Of the entries below, restate word for word only the section that runs from the line with "It would be cool to be able to just do" to the line with "This PR also", counting both ends.

*** Block opens ***

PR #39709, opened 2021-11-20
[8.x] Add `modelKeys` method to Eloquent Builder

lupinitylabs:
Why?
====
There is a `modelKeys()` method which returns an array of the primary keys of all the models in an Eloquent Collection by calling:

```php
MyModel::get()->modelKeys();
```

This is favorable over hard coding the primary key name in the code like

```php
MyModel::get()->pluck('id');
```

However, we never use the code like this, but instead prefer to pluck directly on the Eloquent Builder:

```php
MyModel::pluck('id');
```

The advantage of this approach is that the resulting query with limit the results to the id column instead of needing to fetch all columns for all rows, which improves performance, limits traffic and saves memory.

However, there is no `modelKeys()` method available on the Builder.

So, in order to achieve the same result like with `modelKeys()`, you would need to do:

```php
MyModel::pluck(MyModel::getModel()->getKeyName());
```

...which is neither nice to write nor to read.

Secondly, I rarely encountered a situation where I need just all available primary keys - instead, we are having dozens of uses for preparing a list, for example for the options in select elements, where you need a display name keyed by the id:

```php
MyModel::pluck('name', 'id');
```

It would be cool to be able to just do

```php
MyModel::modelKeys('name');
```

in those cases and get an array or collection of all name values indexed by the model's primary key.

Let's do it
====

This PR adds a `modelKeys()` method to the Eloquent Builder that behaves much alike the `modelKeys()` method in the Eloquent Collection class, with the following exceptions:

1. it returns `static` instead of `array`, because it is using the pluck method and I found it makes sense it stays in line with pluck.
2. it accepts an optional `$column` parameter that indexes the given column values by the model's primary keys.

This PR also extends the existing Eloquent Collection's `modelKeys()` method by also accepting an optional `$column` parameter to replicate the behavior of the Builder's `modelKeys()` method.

*** Block closes ***
*** Block opens ***

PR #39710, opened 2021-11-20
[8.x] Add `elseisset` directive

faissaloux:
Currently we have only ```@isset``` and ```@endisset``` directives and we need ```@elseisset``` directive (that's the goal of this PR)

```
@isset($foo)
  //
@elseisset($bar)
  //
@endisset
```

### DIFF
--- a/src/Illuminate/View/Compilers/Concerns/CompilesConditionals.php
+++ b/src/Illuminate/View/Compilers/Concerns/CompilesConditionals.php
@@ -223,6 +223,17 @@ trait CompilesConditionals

*** Block closes ***

> [Task solution]:
It would be cool to be able to just do

```php
MyModel::modelKeys('name');
```

in those cases and get an array or collection of all name values indexed by the model's primary key.

Let's do it
====

This PR adds a `modelKeys()` method to the Eloquent Builder that behaves much alike the `modelKeys()` method in the Eloquent Collection class, with the following exceptions:

1. it returns `static` instead of `array`, because it is using the pluck method and I found it makes sense it stays in line with pluck.
2. it accepts an optional `$column` parameter that indexes the given column values by the model's primary keys.

This PR also extends the existing Eloquent Collection's `modelKeys()` method by also accepting an optional `$column` parameter to replicate the behavior of the Builder's `modelKeys()` method.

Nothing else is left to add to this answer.